[Exercise directions] The lines from the start of the data through the line containing "PR #1035, opened 2024-11-15" are to be reproduced exactly, both ends included.

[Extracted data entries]
━━━━━━━━

PR #4252, opened 2022-05-24
CI (#3779): pass docker build arguments on Docker Hub

battlmonstr:
see discussion in https://github.com/ledgerwatch/erigon/pull/4239


AskAlexSharov (approved):

battlmonstr:
Note: GIT_TAG redefenition is needed, because in the hook `GIT_TAG` was set to `<commit sha>` by git/dockerhub, and this value was accepted in the makefile as the default.

PR #1035, opened 2024-11-15
export type ModelDataMinimal

mishig25:
export type ModelDataMinimal because it is needed in moon


julien-c (commented):
this is a bit weird bc ModelData is originally in moon-landing, so it's weird/cyclical to re-import a partial copy of it 

I'd rather redefine it in moon-landing in some way

mishig25:
yeah indeed, that would be better

coyotte508:
JFI it's already exported as part of https://github.com/huggingface/huggingface.js/pull/1026

via `snippets.ModelDataMinimal`

PR #1036, opened 2024-11-18
export type InferenceSnippet from @hfjs/tasks

mishig25:
export type InferenceSnippet from @hfjs/tasks


coyotte508:
yes, you would need to import `snippets` directly (before this PR)

PR #1040, opened 2024-11-18
Remove "words" key from DQA output

Rocketknight1:
cc @Wauplin - this matches `transformers` because `transformers` never outputs a `words` key. I'll make another PR to `transformers` to remove the key from the docstrings as well.


Wauplin (approved):
Thanks for spotting it @Rocketknight1 !

PR #1043, opened 2024-11-19
Tasks: add `function_to_apply`'s docstring for classification tasks

hanouticelina:
This PR adds missing parameter description for `function_to_apply`. this documentation is required since huggingface_hub's `InferenceClient` documentation is automatically generated from the specs defined here (See [huggingface_hub/.github/workflows/update-inference-types.yaml](https://github.com/huggingface/huggingface_hub/blob/main/.github/workflows/update-inference-types.yaml) for more details). 

Note: the description was not technically missing since it's already available in `ClassificationOutputTransform`'s description, but it wasn't being properly inferred for the `function_to_apply` property.


Wauplin (approved):
Thank you!

PR #1045, opened 2024-11-21
[Tasks] remove duplicate description in task parameter objects

hanouticelina:
this PR removes redundant description in task parameter classes definition while keeping it in the parameters field reference. this avoids duplicate documentation, see: [huggingface/huggingface_hub/pull/2664#discussion](https://github.com/huggingface/huggingface_hub/pull/2664#discussion_r1851713362) for more context.

Note : `packages/tasks/src/tasks/{task_name/inference.ts` files are auto-generated.


Wauplin (approved):
Thanks for cleaning this up!

PR #1048, opened 2024-11-25
update peft code snippet

### LINKED ISSUE #1047: Update peft code snippet
The peft code snippet loads a `PeftConfig` parameter which is not used anywhere, I think it would be better to remove that since the entire script functions without it.
cc @BenjaminBossan if you have any inputs about this.
<hr>

image
<hr>

image

not-lain:
this pr fixes #1047

### DIFF
--- a/packages/tasks/src/model-libraries-snippets.ts
+++ b/packages/tasks/src/model-libraries-snippets.ts
@@ -933,10 +933,9 @@ export const peft = (model: ModelData): string[] => {
 	}
 
 	return [
-		`from peft import PeftModel, PeftConfig
+		`from peft import PeftModel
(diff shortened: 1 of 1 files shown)


Wauplin:
_I think_ that the first intent was to showcase what are the different components that can be loaded using `peft`. This is also what's done for `transformers` models. Example:

image

`AutoProcessor` is not always required here, right?

cc @LysandreJik @julien-c if you have more context for when these snippets have been introduced? (see convo in https://github.com/huggingface/huggingface.js/issues/1047 as well)

LysandreJik (approved):
Agree that the change is cleaner! As @not-lain says, the config is a component of the model, it's already done within the model instantiation call

PR #1052, opened 2024-12-02
:technologist:Optimized and tested the 'object_fonts.ts' code

miaowumiaomiaowu:
I optimized the code in the `inject_fonts.ts` file to make it **more aesthetically pleasing and efficient**.

I also wrote test code in the `inject_fonts.test.ts` for the `inject_fonts.ts` file using jest.
The tests include:
- **should inject Source Sans Pro font**: Tests whether the "Source Sans Pro" font is correctly injected, with a runtime of 15 milliseconds.
- **should inject IBM Plex Mono font**: Tests whether the "IBM Plex Mono" font is correctly injected, with a runtime of 3 milliseconds.
- **should not inject duplicate fonts**: Tests whether duplicate fonts are avoided during injection, with a runtime of 2 milliseconds.
The test results are as follows:
image

Before running the tests with Jest, you need to install the required dependencies:
`pnpm add -D ts-jest jest-environment-jsdom`

Additionally, I have added the necessary configurations in the file, so you can simply run `pnpm test` to execute the tests.


julien-c:
Hi! What issue does this solve? Do you have a screen recording or something?

package-lock.json
coyotte508, line 1: do not use npm install, use pnpm

miaowumiaomiaowu:
> Hi! What issue does this solve? Do you have a screen recording or something?

coyotte508:
This PR has a 20k lines diff for non-necessary changes.

PR #1060, opened 2024-12-03
local-apps: update llama.cpp snippet to use cmake

ngxson:
Ref: https://github.com/ggerganov/llama.cpp/pull/10514

The recommended way to build llama.cpp is by using `cmake` command.


Vaibhavs10 (approved):
Thanks!

PR #1061, opened 2024-12-04
Add Sana .pth files into download counting in huggingface repo

lawrence-cj:


packages/tasks/src/model-libraries.ts
```diff
@@ -787,6 +787,13 @@ export const MODEL_LIBRARIES_UI_ELEMENTS = {
 		filter: true,
 		countDownloads: `path_extension:"sentis"`,
 	},
+	"sana": {
```
Vaibhavs10, line 790:
```suggestion
	"Sana": {
```

Since the tags in the repo are w/ capital `S`: https://huggingface.co/models?other=Sana

packages/tasks/src/model-libraries-snippets.ts
```diff
@@ -982,6 +982,35 @@ IWorker engine = WorkerFactory.CreateWorker(BackendType.GPUCompute, model);
 `,
 ];
 
+export const sana = (model: ModelData): string[] =>	[
```
Vaibhavs10, line 985: would it be possible to reduce the size of the snippet if possible? the idea behind snippets is that it should be the minimum amount of code required to get an inference.

perhaps we can remove the `generator` bits and assume that the model is loaded to `cuda` by default.

Vaibhavs10 (commented):
Thanks for the PR @lawrence-cj left 2 quick suggestions!

packages/tasks/src/model-libraries-snippets.ts
lawrence-cj: Of course. Let me fix it.

lawrence-cj: Done

lawrence-cj:
Cool!

packages/tasks/src/model-libraries-snippets.ts
```diff
@@ -982,6 +982,28 @@ IWorker engine = WorkerFactory.CreateWorker(BackendType.GPUCompute, model);
...
+		`
+# Install from https://github.com/NVlabs/Sana
+
+# Load the model and infer image from text
```
Wauplin, line 989:
```suggestion
# Load the model and infer image from text
```

No need to link github repo in snippet. A button will be shown just above the snippet for the user to click on. See example for seed-story repo:
image

packages/tasks/src/model-libraries.ts
```diff
@@ -787,6 +787,13 @@ export const MODEL_LIBRARIES_UI_ELEMENTS = {
...
+		prettyLabel: "Sana",
+		repoName: "Sana",
+		repoUrl: "https://github.com/NVlabs/Sana",
+		countDownloads: `path_extension:"pth" OR path_extension:"json"`,
```
Wauplin, line 794: .pth file each time the pipeline is instantiated. Is that the case or not? And is the config.json ever loaded from script?

1. If the script only loads the .pth file, then let's count only on .pth:
```suggestion
		countDownloads: `path_extension:"pth"`,
```

2. If the script loads the config file as well, then it's even better and we should count these calls and only these calls. config.json is already tracked by default and that's why some count are already listed on the Hub (see https://huggingface.co/Efficient-Large-Model/Sana_1600M_512px). In that case, no need to add a countDownloads rule.

```suggestion
```


I let you decide what's best for Sana library.

Wauplin (approved):
Hey there, thanks for the PR and the back and forth with @Vaibhavs10  :) I left 2 comments and then we should be good to go.

packages/tasks/src/model-libraries.ts
lawrence-cj: Actually, we didn't have a config.json file until yesterday. We want to recover it, so we add pth here. Is this reasonable?

Wauplin (approved):
Looks good!

packages/tasks/src/model-libraries.ts
Wauplin: ok, makes sense to track pth files then :+1:

packages/tasks/src/model-libraries.ts
Wauplin, line 790:
```suggestion
	sana: {
```

packages/tasks/src/model-libraries-snippets.ts
```diff
@@ -982,6 +982,26 @@ IWorker engine = WorkerFactory.CreateWorker(BackendType.GPUCompute, model);
 `,
 ];
 
+export const sana = (model: ModelData): string[] =>	[
```
Wauplin, line 985:
```suggestion
export const sana = (model: ModelData): string[] => [
```

packages/tasks/src/model-libraries-snippets.ts
```diff
@@ -982,6 +982,26 @@ IWorker engine = WorkerFactory.CreateWorker(BackendType.GPUCompute, model);
 `,
 ];
 
+export const sana = (model: ModelData): string[] => [
+		`
```
Wauplin, line 986:
```suggestion
	`
```

Wauplin:
Lint is finally passing :smile: 
I'm merging. Expect 2-3 days before getting it deployed to production.

lawrence-cj:
OHH, Great to know. Thanks a lot for your support and quick apply @Wauplin @Vaibhavs10

lawrence-cj:
Hi experts. Sorry for interrupting. The downloading count does not recover in our collection. For example, https://huggingface.co/Efficient-Large-Model/Sana_1600M_1024px
Could you pls help to check the problem?
Cc: @Wauplin @Vaibhavs10

Wauplin:
Hey @lawrence-cj I can confirm to you that this PR has been deployed to production. I can now see 7400+ downloads for https://huggingface.co/Efficient-Large-Model/Sana_1600M_1024px for instance. Is that more in line with what you were expecting?

lawrence-cj:
Oh, thank you so much for it @Wauplin. Actually, I would have expected more as we have 70K downloads of [our component models](https://huggingface.co/mit-han-lab/dc-ae-f32c32-sana-1.0). But that's ok, I'm ok if that's the backend data.

PR #1066, opened 2024-12-06
Add Birder as a library to model-libraries.ts

hassonofer:
Allow correct download stats.

### DIFF
--- a/packages/tasks/src/model-libraries.ts
+++ b/packages/tasks/src/model-libraries.ts
@@ -114,6 +114,13 @@ export const MODEL_LIBRARIES_UI_ELEMENTS = {
 		filter: false,
 		countDownloads: `path_extension:"npz"`,
 	},
+	birder: {
+		prettyLabel: "Birder",
+		repoName: "Birder",
+		repoUrl: "https://gitlab.com/birder/birder",
+		filter: false,
+		countDownloads: `path_extension:"pt"`,
+	},
 	birefnet: {
 		prettyLabel: "BiRefNet",
 		repoName: "BiRefNet",


packages/tasks/src/model-libraries.ts
```diff
@@ -114,6 +114,13 @@ export const MODEL_LIBRARIES_UI_ELEMENTS = {
 		filter: false,
 		countDownloads: `path_extension:"npz"`,
 	},
+	birder: {
```
Vaibhavs10, line 117: Thanks, just to double confirm are these the only two model checkpoints supported by the tag: https://huggingface.co/models?other=birder

packages/tasks/src/model-libraries.ts
```diff
@@ -114,6 +114,13 @@ export const MODEL_LIBRARIES_UI_ELEMENTS = {
...
+		prettyLabel: "Birder",
+		repoName: "Birder",
+		repoUrl: "https://gitlab.com/birder/birder",
+		filter: false,
+		countDownloads: `path_extension:"pt"`,
```
Vaibhavs10, line 122: Out of curiousity, wouldn't the `config.json` not work as well? I see that the downloads already show up for: https://huggingface.co/birder-project/davit_tiny_il-all

Vaibhavs10 (commented):
Thanks for the PR @hassonofer

packages/tasks/src/model-libraries.ts
hassonofer: Yeah, I'm still testing before uploading more...
I have around 30 more models with support of more geographical regions.

packages/tasks/src/model-libraries.ts
hassonofer: In the Birder library, there are a few ways to load a model (https://gitlab.com/birder/birder/-/blob/main/docs/internal/api.md?ref_type=heads)

The load with config is not a popular one, usually only the weights are being accessed.

hassonofer:
Thank you @Vaibhavs10

packages/tasks/src/model-libraries.ts
julien-c: did you see by the way @sashavor? https://gitlab.com/birder/birder

packages/tasks/src/model-libraries.ts
Vaibhavs10: Nice! Lovely! Let us know if you need any help.

Vaibhavs10 (approved):
This looks good to me to merge. Let's wait for one more approval before merging.

packages/tasks/src/model-libraries.ts
hassonofer: Thanks a lot :)

I'm good for now, documentation is really good.

PR #1072, opened 2024-12-13
✨ GenAIScript local app

pelikhan:
GenAIScript is a local app/tool (https://microsoft.github.io/genaiscript/) that can run HF models through Ollama or the HF inference engine.

This change adds a "local-apps" entry.


Vaibhavs10 (commented):
cc: @ngxson for the ollama quant logic

coyotte508:
`parseGGUFQuantLabel` is already used in llamaccp and ollama snippets so I think it's ok in this PR

PR #1918, opened 2026-01-15
🐛 Fix local file parsing in gguf package

### LINKED ISSUE #1915: @huggingface/gguf: ArrayBuffer resize fails on certain GGUF files with local file access
## Description

`gguf()` fails with `ArrayBuffer.prototype.resize: Invalid length parameter` when parsing certain GGUF files using `allowLocalFile: true`.

## Reproduction

```javascript
const { gguf } = require('@huggingface/gguf')
const result = await gguf('/path/to/embeddinggemma-300m-Q4_0.gguf', { allowLocalFile: true })
```

**Failing model:** https://huggingface.co/unsloth/embeddinggemma-300m-GGUF/resolve/main/embeddinggemma-300m-Q4_0.gguf

## Environment

- Node.js: v22.17.0
- @huggingface/gguf: 0.3.2
- OS: macOS

## Notes

The same file parses successfully using the Python reference implementation (`pip install gguf` from llama.cpp). This confirms the issue is specific to the JS library.

The error occurs in the `appendBuffer` method when calling `this.buffer.resize()`. Possibly related to Node.js v22's native `ArrayBuffer.resize` implementation or the `HTTP_TOTAL_MAX_SIZE` (50MB) limit.

yuranich:
## What problem does this PR solve?

Fixes #1915 - `gguf()` fails with `ArrayBuffer.prototype.resize: Invalid length parameter` when parsing GGUF files using `allowLocalFile: true`.

**Two bugs were identified:**

1. **Off-by-one error in chunk fetching:** `RangeViewLocalFile.fetchChunk()` calculates range as `[start, end-1]` (inclusive end, matching HTTP Range headers), but passes it directly to `Blob.slice(start, end)` which uses an **exclusive** end. This causes each chunk to be 1 byte short, creating gaps at chunk boundaries that break metadata parsing.

2. **Negative slice size for small files:** `FileBlob.slice()` could create slices with negative size when the requested range starts beyond EOF. This affects small files and sharded GGUF files where the file is smaller than the 2MB chunk size.

## How does it solve it?

1. Changed `fetchChunk()` to pass the correct exclusive end to `Blob.slice()`
2. Added bounds clamping in `FileBlob.slice()` to ensure start position never exceeds file end

## Breaking changes

None - this is a bugfix that makes local file parsing work correctly.

### DIFF
--- a/README.md
+++ b/README.md
@@ -98,7 +98,7 @@ You can run our packages with vanilla JS, without any bundler, by using a CDN or
 
 ```html
 <script type="module">
-    import { InferenceClient } from 'https://cdn.jsdelivr.net/npm/@huggingface/inference@4.13.8/+esm';
+    import { InferenceClient } from 'https://cdn.jsdelivr.net/npm/@huggingface/inference@4.13.9/+esm';
     import { createRepo, commit, deleteRepo, listFiles } from "https://cdn.jsdelivr.net/npm/@huggingface/hub@2.7.1/+esm";
 </script>
 ```
--- a/packages/inference/package.json
+++ b/packages/inference/package.json
@@ -1,6 +1,6 @@
 {
 	"name": "@huggingface/inference",
-	"version": "4.13.8",
+	"version": "4.13.9",
 	"packageManager": "pnpm@10.10.0",
 	"license": "MIT",
 	"author": "Hugging Face and Tim Mikeladze <tim.mikeladze@gmail.com>",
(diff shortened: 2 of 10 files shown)


coyotte508:
Thanks, nice catches

coyotte508:
cc @mishig25 / @ngxson

yuranich:
thanks!
@mishig25 @ngxson could you help please with review and merge?

ngxson (approved):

━━━━━━━━

[Task solution]
PR #4252, opened 2022-05-24
CI (#3779): pass docker build arguments on Docker Hub

battlmonstr:
see discussion in https://github.com/ledgerwatch/erigon/pull/4239


AskAlexSharov (approved):

battlmonstr:
Note: GIT_TAG redefenition is needed, because in the hook `GIT_TAG` was set to `<commit sha>` by git/dockerhub, and this value was accepted in the makefile as the default.

PR #1035, opened 2024-11-15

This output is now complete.